Frequently Asked Questions (FAQ)

  1. Should I use AgentCPM-Explore or AgentCPM-Report?
    Use Explore if your core need is to answer a specific, complex question requiring web access or multiple tool calls. Use Report if your core need is to generate a structured, evidence-rich long-form report based primarily on your local knowledge base.

  2. What hardware is needed to deploy AgentCPM-Report?
    Using a GPU is recommended for acceptable inference speed. The project offers both vLLM (GPU) and llama.cpp (CPU) deployment options. CPU is slower but has wider compatibility. Refer to the model card for specific memory/VRAM requirements (an 8B model typically works well with 16GB+ VRAM).

  3. Can I train a model like AgentCPM-Explore with my own data?
    Yes. The open-source AgentRL framework is a fully asynchronous RL framework for training agents. You would need to define your own task environment, toolset, and reward function, then use the framework to train/fine-tune a base model (like Qwen3-4B) on your task data.
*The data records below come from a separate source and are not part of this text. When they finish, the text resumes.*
PR #2298, opened 2025-05-28
chore: use groups when running commands

leseb:
# What does this PR do?

Followup of https://github.com/meta-llama/llama-stack/pull/2287. We must use `--group` when running commands with uv.


ashwinb (approved):
thanks

PR #2302, opened 2025-05-28
feat: PR to implement WatsonX health check

justjais:
# What does this PR do?

PR to implement WatsonX health check

## Test Plan


terrytangyuan (commented):
Can you include test results to show that this works as expected?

  4. Can I integrate my company’s internal APIs into the AgentDock tool sandbox?
    Absolutely. You need to package your internal API as an MCP-compliant tool service and add its configuration to AgentDock’s config.toml file, then restart the relevant service node. The agent model will automatically recognize and be able to call this new tool.

  5. How exactly is the “local security” of AgentCPM-Report implemented?
    The entire system (including the Milvus vector database, vLLM inference framework, and web UI) can be deployed via Docker Compose on a single offline server or PC. All data—your documents, generated vector indexes, model weights, and report content—never leaves that device’s network, ensuring physical isolation.

  6. Do these models support Chinese?
    Fully supported. Both models are trained and evaluated with strong bilingual (English/Chinese) capabilities. They perform excellently on Chinese evaluation sets like BrowseComp (ZH) and DeepConsult, making them particularly suitable for deep research and reporting in Chinese contexts.

  7. Is there a ready-to-use graphical interface, or is coding required?
    AgentCPM-Report, integrated with the UltraRAG framework, provides an out-of-the-box web GUI (localhost:5050). Users can operate by uploading files and clicking buttons, no coding required. AgentCPM-Explore is currently configured and launched via Python scripts, suitable for developers integrating it into automated pipelines.

  8. Does their performance really match Gemini DeepResearch?
    Based on the project’s published results on benchmarks like DeepResearch Bench, AgentCPM-Report’s overall score is very close to Gemini 2.5 Pro DeepResearch and even surpasses it on the “Insight” sub-metric. This demonstrates top-tier competitiveness for the specific task of deep report generation. Actual results may vary slightly depending on the task domain and knowledge base quality.